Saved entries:
——
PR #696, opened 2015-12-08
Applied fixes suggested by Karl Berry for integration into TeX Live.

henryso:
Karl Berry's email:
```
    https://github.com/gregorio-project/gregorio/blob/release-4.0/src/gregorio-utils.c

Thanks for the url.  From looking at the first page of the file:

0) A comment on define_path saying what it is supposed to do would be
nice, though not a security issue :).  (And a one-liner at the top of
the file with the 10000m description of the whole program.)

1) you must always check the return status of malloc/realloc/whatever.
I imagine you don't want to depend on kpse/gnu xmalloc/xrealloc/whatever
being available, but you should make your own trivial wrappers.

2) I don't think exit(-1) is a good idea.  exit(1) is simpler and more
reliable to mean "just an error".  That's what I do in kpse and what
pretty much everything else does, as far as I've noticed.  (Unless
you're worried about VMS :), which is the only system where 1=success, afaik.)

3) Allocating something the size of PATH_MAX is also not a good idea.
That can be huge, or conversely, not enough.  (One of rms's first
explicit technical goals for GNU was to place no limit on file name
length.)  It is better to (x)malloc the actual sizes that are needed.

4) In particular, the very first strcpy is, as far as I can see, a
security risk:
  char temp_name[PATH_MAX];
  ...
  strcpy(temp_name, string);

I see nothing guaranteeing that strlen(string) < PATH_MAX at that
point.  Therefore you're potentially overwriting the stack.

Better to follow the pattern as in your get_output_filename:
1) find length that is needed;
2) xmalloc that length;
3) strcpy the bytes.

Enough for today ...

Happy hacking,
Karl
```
——
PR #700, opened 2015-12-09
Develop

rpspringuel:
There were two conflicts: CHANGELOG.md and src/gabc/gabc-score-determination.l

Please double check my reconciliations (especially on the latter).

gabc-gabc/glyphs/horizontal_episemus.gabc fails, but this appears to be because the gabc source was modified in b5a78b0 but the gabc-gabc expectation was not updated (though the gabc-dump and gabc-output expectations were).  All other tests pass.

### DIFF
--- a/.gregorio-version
——
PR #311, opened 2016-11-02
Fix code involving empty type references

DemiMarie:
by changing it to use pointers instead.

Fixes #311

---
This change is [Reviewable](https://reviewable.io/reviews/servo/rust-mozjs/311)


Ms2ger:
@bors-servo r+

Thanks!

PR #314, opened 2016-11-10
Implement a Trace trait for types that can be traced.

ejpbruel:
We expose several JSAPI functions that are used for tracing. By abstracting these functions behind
——
If a line in the records above contains "Berry", copy that line.

» **FINISHED EXERCISE**:
Applied fixes suggested by Karl Berry for integration into TeX Live.
Karl Berry's email:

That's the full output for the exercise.